A rectangular orifice 1.0 m wide and 1.5 m deep is discharging water from a vessel. The top edge of the orifice is 0.8 m below the water surface. Calculate the discharge through the orifice if Cd = 0.6. Also, calculate the percentage error if the orifice is treated as a small orifice.

Discharge Analysis of a Rectangular Orifice

Problem Statement

A rectangular orifice 1.0 m wide and 1.5 m deep is discharging water from a vessel. The top edge of the orifice is 0.8 m below the water surface in the vessel. Calculate the discharge through the orifice if C_d = 0.6. Also, calculate the percentage error if the orifice is treated as a small orifice.

Given Data

Width of orifice (b)	1.0 m
Depth of orifice (d)	1.5 m
Top edge below water (H₁)	0.8 m
Bottom edge below water (H₂)	H₁ + d = 0.8 + 1.5 = 2.3 m
Coefficient of Discharge (C_d)	0.6

Calculations

Step 1: Discharge through Large Orifice

The discharge (Q) through a large orifice is given by:

Q = (2/3) × C_d × b × √(2g) × (H₂^3/2 – H₁^3/2)

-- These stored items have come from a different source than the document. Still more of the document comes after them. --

PR #2032, opened 2026-09-01
feat(native-crash): unwind stack snapshots

aranhave:
Builds on #2029 to recover module-relative native frames and build IDs from validated snapshots.

It handles PC and frame-pointer recovery, ARM/ARM64 link-register fallback, address normalization, and malformed or truncated chains with a 64-frame limit. Crash replay integration will follow separately.

Part of #1940.

Merge tier: Tier 3


LikeTheSalad (approved):
Thank you!

fractalwrench (approved):
LGTM

aranhave:
@fractalwrench @LikeTheSalad Thanks for reviewing! could you help merge this when you get a chance. Thanks!

PR #2036, opened 2026-09-01
Standardize junit6

breedx-splk:
Supersedes #2031.

Not entirely sure why renovate went crazy over there, but it was confusing to have the junit5 and 6 deps there. Originally, when the smoke tests were running on device, they were compiling the same way that the smoke test app was, so they needed to support java 8, which junit6 doesn't.

Now that the junit portion of the smoke tests are running on the host, we can run them with java 17 while the app is still compiled down to java 8 bytecode.


LikeTheSalad (approved):
Thanks!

Substituting the given values (with g = 9.81 m/s²):

Q = (2/3) × 0.6 × 1.0 × √(2×9.81) × (2.3^3/2 – 0.8^3/2)

Evaluating the expression yields:

Q ≈ 4.90 m³/s

Step 2: Discharge through Small Orifice Approximation

For a small orifice, a representative head is taken as the average of the top and bottom edges:

h = H₁ + d/2 = 0.8 + (1.5/2) = 1.55 m

The area of the orifice is:

A = b × d = 1.0 × 1.5 = 1.5 m²

The discharge (Q₁) using the small orifice approximation is:

Q₁ = C_d × A × √(2g × h)

Q₁ = 0.6 × 1.5 × √(2×9.81×1.55)

Evaluating the expression yields:

Q₁ ≈ 4.96 m³/s

Step 3: Percentage Error Calculation

The percentage error when treating the orifice as a small orifice is given by:

% error = ((Q₁ – Q) / Q) × 100

% error = ((4.96 – 4.90) / 4.90) × 100 ≈ 1.22%

Q ≈ 4.90 m³/s

Q₁ ≈ 4.96 m³/s

% error ≈ 1.22%

Conclusion

The discharge through the rectangular orifice is approximately 4.90 m³/s. When approximated as a small orifice, the discharge is about 4.96 m³/s, leading to a percentage error of roughly 1.22%. This indicates that, for this orifice geometry, the small orifice approximation introduces only a minor error.